Each line of the listing that includes "errors" should be reported.

━━━━━━━━━━

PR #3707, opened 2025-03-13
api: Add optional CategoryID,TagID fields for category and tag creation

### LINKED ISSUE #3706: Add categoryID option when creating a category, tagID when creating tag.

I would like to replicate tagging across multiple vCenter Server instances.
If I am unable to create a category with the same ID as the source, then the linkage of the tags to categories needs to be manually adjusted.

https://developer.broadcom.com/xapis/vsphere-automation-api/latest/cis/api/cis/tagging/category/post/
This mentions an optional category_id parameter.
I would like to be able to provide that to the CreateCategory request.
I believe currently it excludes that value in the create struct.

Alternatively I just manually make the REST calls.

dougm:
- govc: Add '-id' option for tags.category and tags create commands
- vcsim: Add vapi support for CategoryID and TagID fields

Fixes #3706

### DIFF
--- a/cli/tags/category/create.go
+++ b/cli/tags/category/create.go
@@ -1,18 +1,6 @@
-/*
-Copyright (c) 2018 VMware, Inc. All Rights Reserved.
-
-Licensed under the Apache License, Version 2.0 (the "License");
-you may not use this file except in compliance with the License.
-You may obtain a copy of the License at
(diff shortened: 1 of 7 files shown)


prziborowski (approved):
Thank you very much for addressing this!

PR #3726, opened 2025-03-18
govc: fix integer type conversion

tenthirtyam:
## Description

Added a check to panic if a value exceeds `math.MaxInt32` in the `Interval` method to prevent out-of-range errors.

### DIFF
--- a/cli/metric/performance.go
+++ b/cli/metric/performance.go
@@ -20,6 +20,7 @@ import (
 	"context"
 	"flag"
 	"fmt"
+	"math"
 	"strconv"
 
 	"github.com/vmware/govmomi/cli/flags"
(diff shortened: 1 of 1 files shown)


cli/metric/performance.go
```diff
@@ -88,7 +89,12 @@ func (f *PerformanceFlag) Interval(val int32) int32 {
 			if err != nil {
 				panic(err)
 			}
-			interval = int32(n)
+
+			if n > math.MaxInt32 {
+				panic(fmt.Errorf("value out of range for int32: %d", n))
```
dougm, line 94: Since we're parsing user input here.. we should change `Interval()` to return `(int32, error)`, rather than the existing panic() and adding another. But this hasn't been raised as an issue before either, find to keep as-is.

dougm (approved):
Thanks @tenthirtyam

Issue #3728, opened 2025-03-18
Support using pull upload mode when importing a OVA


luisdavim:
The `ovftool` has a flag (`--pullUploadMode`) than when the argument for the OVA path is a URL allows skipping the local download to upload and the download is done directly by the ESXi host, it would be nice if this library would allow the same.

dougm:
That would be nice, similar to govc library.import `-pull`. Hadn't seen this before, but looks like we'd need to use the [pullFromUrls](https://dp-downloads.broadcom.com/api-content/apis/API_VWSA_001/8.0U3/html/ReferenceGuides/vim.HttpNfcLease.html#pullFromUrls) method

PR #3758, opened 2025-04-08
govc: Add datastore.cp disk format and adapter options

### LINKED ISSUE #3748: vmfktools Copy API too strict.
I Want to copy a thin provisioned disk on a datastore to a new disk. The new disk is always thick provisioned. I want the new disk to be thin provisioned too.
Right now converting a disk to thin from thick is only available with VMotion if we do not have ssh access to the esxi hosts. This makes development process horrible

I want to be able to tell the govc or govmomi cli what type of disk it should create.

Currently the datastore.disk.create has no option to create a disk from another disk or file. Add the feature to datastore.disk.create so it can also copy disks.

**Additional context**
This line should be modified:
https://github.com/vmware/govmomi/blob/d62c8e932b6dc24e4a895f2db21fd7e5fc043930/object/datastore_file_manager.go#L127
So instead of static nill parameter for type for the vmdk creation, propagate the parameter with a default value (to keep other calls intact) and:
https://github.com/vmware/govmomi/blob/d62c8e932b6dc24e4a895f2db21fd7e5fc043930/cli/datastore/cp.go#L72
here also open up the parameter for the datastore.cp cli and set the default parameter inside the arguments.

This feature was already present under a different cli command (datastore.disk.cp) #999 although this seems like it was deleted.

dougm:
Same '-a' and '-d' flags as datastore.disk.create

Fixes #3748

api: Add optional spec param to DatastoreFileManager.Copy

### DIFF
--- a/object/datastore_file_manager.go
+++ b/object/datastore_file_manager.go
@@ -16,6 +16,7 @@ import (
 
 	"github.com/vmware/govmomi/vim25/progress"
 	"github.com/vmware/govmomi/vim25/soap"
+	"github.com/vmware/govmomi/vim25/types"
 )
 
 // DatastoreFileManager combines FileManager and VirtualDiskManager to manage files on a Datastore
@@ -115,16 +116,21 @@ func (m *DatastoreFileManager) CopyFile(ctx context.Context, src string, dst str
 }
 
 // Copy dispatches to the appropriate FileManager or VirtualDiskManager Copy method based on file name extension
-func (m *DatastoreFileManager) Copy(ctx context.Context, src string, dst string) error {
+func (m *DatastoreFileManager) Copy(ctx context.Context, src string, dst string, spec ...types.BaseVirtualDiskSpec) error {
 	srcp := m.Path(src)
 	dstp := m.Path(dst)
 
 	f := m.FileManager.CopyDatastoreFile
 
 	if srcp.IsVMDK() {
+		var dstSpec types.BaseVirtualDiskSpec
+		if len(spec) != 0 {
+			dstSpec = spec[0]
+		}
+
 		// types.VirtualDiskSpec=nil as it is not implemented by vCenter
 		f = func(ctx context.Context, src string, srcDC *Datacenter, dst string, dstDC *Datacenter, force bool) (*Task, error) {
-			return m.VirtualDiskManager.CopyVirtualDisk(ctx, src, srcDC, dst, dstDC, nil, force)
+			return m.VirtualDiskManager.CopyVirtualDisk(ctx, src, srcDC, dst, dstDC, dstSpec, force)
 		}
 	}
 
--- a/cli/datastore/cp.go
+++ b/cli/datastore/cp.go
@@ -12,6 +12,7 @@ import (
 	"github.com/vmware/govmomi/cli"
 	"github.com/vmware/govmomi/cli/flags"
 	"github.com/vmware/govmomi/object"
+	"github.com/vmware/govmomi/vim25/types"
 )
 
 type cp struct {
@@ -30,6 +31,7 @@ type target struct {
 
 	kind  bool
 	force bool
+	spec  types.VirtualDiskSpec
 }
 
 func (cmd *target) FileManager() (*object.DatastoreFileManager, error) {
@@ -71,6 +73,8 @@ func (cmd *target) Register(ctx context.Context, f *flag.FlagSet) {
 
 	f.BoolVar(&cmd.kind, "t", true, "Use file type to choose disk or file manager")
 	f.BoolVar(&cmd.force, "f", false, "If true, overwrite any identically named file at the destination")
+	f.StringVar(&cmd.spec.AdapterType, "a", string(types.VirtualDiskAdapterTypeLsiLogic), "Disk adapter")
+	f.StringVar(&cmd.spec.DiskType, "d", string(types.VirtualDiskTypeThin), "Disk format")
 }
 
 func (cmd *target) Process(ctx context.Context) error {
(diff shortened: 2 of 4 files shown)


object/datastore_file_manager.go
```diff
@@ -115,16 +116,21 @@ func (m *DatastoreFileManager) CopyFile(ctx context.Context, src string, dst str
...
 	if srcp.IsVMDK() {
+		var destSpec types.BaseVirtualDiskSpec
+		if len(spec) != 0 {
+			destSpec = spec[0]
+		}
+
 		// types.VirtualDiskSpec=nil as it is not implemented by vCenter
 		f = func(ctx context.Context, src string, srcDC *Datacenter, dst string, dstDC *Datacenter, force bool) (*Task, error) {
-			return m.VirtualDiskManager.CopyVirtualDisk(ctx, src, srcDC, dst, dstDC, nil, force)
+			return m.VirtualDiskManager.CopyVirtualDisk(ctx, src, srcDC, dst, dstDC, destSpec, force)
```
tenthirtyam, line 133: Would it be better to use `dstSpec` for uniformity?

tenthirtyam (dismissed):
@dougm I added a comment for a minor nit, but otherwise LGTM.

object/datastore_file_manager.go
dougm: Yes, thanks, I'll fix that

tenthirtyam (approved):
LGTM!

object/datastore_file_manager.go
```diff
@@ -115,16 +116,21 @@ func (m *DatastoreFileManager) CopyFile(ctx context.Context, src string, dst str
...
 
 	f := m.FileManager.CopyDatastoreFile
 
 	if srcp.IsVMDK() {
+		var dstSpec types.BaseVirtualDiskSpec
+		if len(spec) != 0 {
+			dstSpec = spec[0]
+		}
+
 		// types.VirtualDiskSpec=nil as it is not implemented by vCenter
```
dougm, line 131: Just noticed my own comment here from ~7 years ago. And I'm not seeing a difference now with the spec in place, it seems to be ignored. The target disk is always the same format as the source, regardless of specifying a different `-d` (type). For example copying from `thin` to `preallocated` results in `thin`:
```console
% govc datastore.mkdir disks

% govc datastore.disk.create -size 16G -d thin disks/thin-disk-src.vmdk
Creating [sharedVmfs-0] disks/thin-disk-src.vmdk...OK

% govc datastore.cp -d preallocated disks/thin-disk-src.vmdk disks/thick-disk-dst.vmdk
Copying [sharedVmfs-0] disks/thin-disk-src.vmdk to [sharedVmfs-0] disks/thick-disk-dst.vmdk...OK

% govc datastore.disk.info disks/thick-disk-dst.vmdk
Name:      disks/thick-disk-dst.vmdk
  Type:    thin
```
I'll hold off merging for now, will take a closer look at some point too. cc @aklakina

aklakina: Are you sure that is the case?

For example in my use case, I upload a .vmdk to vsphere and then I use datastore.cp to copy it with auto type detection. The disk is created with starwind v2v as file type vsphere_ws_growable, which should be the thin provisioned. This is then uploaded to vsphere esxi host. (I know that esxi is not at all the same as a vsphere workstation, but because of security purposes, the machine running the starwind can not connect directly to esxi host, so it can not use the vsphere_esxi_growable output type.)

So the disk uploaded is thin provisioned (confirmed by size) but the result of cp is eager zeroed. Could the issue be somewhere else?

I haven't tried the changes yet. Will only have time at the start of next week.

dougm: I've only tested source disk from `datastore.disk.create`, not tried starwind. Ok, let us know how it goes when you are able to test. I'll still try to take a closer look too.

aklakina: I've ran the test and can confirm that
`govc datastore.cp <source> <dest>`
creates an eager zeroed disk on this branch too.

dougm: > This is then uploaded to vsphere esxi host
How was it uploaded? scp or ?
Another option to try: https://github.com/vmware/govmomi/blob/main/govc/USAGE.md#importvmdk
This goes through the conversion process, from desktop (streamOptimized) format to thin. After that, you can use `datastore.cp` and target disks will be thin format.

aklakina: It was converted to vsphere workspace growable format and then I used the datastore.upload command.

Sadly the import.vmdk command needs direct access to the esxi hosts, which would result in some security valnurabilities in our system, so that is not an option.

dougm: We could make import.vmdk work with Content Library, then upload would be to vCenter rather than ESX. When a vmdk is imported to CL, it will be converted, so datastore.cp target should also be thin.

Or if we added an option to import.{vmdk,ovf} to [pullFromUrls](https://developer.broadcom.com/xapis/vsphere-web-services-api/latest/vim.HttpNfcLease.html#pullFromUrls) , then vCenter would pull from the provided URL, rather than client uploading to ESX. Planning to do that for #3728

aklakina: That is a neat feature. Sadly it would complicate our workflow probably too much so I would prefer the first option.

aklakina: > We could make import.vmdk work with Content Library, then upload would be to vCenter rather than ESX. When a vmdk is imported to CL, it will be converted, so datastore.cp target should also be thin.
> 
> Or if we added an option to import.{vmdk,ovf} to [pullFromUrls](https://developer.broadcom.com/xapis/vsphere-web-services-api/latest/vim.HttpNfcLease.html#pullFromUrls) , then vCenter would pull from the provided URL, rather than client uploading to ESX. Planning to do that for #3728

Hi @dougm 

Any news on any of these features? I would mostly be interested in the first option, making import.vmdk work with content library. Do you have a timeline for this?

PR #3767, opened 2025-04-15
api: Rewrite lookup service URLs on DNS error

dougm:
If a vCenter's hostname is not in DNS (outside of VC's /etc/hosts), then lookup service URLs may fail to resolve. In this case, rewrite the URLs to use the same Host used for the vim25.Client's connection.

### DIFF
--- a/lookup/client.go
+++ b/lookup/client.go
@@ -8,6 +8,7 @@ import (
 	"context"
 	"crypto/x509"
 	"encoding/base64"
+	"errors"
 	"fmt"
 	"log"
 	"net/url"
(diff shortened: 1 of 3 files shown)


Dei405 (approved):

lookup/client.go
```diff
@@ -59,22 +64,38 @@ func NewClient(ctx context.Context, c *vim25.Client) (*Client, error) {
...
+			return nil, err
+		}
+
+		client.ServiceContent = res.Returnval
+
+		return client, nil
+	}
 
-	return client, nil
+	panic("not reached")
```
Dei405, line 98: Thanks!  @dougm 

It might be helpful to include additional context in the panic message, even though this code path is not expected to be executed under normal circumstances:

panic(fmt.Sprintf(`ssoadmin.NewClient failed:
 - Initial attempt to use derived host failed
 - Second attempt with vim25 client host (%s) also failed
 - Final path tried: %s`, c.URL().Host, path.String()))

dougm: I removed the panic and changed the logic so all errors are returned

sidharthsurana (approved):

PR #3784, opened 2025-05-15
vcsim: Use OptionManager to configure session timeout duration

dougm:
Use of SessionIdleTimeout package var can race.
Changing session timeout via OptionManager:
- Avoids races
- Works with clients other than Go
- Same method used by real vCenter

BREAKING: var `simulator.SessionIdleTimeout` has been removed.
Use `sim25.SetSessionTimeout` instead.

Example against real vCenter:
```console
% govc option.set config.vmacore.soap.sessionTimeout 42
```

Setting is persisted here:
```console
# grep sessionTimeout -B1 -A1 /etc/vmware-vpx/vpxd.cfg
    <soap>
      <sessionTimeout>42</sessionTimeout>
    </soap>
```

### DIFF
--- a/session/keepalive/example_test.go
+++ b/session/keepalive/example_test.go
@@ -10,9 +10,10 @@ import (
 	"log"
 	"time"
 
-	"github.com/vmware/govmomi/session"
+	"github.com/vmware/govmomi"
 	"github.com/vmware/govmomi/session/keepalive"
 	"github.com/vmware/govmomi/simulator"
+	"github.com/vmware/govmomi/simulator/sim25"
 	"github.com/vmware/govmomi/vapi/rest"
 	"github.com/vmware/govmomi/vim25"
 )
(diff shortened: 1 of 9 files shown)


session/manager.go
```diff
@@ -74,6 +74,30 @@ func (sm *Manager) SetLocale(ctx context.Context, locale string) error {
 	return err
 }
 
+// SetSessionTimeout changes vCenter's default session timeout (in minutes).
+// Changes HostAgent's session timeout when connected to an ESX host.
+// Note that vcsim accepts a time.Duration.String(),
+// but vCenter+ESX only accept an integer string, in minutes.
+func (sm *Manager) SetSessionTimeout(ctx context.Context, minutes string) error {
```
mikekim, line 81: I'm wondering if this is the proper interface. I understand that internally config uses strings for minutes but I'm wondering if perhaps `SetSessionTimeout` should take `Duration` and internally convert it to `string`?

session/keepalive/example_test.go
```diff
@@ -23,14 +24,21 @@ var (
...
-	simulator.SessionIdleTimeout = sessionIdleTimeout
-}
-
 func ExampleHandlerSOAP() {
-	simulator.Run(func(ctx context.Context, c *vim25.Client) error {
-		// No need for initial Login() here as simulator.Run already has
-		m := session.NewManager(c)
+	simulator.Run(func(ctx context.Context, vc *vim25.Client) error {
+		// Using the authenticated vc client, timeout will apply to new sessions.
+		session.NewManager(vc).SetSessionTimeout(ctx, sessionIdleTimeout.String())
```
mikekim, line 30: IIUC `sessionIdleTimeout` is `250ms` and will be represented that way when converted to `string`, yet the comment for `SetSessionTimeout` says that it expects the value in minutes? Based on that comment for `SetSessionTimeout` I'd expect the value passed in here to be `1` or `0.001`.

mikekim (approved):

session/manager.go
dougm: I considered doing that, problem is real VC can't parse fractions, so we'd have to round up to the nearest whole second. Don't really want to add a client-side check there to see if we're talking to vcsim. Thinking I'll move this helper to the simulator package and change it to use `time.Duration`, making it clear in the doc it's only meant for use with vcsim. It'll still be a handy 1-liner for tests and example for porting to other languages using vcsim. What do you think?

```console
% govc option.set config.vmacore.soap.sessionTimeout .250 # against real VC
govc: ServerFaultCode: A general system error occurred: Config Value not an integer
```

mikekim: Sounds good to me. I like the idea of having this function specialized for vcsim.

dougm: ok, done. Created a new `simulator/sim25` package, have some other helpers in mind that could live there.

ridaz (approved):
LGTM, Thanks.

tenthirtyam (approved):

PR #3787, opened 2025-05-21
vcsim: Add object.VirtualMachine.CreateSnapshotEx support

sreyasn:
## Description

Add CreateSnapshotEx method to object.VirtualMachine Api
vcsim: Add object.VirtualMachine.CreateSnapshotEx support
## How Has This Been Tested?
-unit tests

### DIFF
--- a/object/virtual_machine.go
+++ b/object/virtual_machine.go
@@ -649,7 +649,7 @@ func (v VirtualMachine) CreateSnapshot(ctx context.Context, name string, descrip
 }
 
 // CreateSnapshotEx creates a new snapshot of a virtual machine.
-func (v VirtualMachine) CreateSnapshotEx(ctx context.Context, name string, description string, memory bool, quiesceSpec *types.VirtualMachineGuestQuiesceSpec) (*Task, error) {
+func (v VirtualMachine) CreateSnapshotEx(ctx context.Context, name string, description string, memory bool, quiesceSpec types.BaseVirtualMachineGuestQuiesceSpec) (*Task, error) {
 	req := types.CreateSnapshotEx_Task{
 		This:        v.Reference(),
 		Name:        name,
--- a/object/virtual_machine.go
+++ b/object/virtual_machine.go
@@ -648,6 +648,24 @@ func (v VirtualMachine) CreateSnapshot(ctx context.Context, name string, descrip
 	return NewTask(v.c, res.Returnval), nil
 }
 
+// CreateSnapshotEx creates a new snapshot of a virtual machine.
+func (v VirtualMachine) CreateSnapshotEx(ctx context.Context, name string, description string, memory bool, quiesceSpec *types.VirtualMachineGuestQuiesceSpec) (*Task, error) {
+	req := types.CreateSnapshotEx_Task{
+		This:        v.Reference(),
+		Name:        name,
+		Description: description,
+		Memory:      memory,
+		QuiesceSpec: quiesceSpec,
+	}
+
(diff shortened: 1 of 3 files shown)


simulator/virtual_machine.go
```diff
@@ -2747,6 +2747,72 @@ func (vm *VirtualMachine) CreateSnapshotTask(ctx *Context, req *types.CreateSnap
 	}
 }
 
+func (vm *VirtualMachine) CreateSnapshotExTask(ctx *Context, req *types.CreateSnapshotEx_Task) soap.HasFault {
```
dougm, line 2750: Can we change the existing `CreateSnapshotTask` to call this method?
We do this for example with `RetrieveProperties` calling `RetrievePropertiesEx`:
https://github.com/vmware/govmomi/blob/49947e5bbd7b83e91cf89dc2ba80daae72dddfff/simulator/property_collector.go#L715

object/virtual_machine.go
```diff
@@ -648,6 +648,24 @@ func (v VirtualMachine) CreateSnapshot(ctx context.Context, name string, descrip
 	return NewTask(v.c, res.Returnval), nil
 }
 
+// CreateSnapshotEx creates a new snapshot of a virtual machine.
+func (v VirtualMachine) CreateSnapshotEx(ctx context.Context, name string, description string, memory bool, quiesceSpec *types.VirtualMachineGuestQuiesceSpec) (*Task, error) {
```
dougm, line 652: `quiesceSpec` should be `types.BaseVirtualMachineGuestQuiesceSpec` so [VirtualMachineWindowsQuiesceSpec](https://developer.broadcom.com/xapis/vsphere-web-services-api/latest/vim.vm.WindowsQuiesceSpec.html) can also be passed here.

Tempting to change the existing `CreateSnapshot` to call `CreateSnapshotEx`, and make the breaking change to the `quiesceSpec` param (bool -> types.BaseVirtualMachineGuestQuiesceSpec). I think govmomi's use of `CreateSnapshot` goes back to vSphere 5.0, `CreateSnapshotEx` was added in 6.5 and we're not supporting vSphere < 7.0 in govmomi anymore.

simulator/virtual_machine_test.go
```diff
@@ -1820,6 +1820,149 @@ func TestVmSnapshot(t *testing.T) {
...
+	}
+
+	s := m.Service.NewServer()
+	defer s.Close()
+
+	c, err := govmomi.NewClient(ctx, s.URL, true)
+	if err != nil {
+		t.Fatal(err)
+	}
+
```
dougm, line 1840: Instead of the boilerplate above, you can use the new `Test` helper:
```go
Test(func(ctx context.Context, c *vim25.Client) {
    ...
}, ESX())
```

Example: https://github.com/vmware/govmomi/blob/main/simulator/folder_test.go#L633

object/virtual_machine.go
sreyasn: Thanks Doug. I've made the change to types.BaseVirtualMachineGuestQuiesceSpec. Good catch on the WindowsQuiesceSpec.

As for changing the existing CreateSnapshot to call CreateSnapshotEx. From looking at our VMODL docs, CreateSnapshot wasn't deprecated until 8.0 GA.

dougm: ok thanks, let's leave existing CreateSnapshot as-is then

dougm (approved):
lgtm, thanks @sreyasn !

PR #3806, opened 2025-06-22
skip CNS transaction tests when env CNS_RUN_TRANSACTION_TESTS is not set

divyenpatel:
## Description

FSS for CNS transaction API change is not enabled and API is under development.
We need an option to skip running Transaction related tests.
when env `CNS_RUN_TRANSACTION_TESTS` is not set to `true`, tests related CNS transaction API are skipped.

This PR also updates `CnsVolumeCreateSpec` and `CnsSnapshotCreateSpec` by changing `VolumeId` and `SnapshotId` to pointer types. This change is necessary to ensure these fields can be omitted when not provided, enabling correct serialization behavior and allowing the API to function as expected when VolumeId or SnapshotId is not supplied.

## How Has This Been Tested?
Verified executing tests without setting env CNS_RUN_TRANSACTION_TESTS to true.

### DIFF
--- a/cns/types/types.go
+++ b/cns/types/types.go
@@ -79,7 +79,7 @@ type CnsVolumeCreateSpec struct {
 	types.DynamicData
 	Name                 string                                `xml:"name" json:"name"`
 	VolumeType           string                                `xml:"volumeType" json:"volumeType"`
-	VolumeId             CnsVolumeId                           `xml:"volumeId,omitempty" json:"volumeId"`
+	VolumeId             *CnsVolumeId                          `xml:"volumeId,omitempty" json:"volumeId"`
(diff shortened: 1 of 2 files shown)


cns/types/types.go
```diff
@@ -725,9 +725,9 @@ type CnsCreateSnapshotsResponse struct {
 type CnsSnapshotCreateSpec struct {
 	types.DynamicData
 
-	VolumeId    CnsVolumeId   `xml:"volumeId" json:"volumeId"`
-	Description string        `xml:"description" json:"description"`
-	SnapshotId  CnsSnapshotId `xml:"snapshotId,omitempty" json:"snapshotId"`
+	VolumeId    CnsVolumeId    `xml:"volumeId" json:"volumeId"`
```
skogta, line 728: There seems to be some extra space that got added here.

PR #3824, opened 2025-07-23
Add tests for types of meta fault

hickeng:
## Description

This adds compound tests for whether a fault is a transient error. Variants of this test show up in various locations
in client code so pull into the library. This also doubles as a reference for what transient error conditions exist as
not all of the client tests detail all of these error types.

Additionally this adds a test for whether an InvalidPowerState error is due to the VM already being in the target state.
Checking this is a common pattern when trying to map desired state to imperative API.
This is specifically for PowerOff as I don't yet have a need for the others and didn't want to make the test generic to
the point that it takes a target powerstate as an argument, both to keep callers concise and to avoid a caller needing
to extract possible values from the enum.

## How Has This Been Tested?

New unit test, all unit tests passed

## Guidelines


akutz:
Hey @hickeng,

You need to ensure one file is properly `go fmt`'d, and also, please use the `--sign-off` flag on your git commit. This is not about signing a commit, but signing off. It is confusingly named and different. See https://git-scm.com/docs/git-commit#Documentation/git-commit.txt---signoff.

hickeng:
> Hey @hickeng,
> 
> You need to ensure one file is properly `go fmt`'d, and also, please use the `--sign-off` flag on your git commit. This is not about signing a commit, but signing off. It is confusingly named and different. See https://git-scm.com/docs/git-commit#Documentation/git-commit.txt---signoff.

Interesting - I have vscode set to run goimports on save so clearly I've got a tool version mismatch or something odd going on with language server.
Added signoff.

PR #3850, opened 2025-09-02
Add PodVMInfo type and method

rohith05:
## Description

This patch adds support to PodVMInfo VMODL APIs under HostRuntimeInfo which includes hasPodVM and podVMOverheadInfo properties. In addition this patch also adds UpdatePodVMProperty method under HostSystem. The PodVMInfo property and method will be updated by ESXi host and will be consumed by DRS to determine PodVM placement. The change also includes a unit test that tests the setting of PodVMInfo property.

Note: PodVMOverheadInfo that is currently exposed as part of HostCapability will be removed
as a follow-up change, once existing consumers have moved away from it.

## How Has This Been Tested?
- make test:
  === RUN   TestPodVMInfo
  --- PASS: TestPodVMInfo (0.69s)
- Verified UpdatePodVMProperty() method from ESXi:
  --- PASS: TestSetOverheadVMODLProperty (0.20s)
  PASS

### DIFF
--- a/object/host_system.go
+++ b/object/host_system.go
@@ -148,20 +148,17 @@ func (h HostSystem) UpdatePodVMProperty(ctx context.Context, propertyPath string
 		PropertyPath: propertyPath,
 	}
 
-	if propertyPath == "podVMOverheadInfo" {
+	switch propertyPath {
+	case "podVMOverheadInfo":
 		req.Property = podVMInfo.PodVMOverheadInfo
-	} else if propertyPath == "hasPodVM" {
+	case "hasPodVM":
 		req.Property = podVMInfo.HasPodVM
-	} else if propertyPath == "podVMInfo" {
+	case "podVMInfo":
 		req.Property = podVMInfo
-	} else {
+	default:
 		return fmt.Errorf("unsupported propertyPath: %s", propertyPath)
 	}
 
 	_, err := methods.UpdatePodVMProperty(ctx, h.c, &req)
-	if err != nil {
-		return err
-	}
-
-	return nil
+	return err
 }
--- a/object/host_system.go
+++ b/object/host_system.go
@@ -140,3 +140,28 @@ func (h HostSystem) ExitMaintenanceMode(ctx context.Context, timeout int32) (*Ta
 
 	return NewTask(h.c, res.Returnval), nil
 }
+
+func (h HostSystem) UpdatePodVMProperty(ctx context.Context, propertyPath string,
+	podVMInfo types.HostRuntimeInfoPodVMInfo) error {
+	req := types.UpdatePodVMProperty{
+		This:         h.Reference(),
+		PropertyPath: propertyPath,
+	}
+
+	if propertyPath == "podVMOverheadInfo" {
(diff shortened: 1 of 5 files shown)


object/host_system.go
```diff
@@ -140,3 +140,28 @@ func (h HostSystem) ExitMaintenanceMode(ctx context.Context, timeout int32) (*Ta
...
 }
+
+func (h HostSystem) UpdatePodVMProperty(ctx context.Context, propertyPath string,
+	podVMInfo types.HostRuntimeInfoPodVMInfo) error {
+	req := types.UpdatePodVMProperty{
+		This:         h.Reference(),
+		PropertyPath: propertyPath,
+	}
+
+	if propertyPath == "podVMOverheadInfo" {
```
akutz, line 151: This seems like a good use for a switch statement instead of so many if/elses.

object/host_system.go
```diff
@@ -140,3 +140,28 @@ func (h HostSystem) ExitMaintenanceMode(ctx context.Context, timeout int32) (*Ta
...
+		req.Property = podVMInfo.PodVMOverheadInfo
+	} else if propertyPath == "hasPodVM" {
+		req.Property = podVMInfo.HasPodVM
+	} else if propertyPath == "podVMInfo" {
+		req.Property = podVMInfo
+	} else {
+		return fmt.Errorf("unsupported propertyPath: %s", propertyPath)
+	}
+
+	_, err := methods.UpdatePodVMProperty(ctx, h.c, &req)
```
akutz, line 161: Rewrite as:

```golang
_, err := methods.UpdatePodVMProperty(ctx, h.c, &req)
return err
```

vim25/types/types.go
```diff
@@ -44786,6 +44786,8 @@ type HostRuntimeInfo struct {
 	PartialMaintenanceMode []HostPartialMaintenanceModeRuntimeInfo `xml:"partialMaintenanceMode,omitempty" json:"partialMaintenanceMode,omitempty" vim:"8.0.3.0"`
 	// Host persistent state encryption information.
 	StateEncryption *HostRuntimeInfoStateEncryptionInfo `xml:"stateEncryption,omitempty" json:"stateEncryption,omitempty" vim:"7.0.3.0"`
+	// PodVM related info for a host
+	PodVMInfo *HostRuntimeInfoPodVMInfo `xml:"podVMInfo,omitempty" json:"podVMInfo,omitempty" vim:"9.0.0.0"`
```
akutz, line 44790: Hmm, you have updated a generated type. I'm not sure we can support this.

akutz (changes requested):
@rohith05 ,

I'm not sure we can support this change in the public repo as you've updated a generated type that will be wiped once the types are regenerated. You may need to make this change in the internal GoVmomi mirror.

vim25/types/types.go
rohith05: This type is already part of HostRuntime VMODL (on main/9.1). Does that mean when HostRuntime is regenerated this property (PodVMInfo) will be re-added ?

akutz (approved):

━━━━━━━━━━

== Response to the exercise ==
Added a check to panic if a value exceeds `math.MaxInt32` in the `Interval` method to prevent out-of-range errors.
+	"errors"
dougm: I removed the panic and changed the logic so all errors are returned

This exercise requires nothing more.